Place du Châtelet, Tour Saint-Jacques

 PLACE DU CHATELET was once the site of a small castle famous for its torture-chamber. It is now an impressive square, floodlit at night, with an enormous theatre at each side, a fountain commemorating Napoleon’s victories in Italy and Egypt, and a view clear across the Ile de la Cité past the Conciergerie along the old Pilgrims’ road from the TOUR SAINT-JACQUES.
In the Middle Ages, instead of package tours, people went on pilgrimages. But they still mostly went to Spain, to the shrine of Santiago de Compostela. Sant’Iago = Saint-Jacques = Saint James. The pilgrims would start here, the first of a string of St.James’ churches.
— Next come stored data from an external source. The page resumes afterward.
PR #2863, opened 2025-03-21
Add per-source HTTP proxy support for OpenShift, vCenter, RHACS, Satellite and Ansible

nicolearagao:
What was done:
- Added proxy_url field to the Source model and exposed it in SourceSerializerV2.
- Implemented proxy support for the sources mentioned above. 
- Included validation to ensure the proxy URL follows the host:port format.
- Added tests for serializer validation and proxy integration in the respective scanners

For consistency with the current UI hostname/port format, it may be worth splitting proxy_url into proxy_host and proxy_port right now/in the future.
When setting proxy configuration for requests, it’s important to avoid confusion by following [requests' proxy documentation](https://requests.readthedocs.io/en/latest/user/advanced/#proxies), which recommends:
```
proxies = {
    "http": "http://10.10.1.10:3128",
    "https": "http://10.10.1.10:1080",
}
```
Note that both http and https values use the http:// schema.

The old road still leads straight as an arrow across the island and away to the South. The pilgrims travelled in groups for fear of robbers, and at intervals of a day’s journey there were monasteries where they could stay the night. If you made it there and back, you were allowed to wear a badge showing a cockleshell, the medieval equivalent of an ‘I’ve been to Santiago’ T-shirt.
Why is there a tower and no church? Well, during the Revolution the Town Council raised money by selling church property. The church of Saint-Jacques-la-Boucherie was bought by a manufacturer of lead shot, which you do by dripping molten lead down the inside of a tower. He demolished the church because it was in the way, and removed the various floors in the tower by the simple expedient of cutting the bells loose at the top. This must have caused one of the finest sound-effects in history.
At the foot of the tower is a statue of Blaise Pascal, scientist and philosopher. The statue was placed here because it was known that Pascal did some experiments on atmospheric pressure on the tower of Saint-Jacques.
It later turned out that he did them at an entirely different Saint-Jacques, but that’s life all over.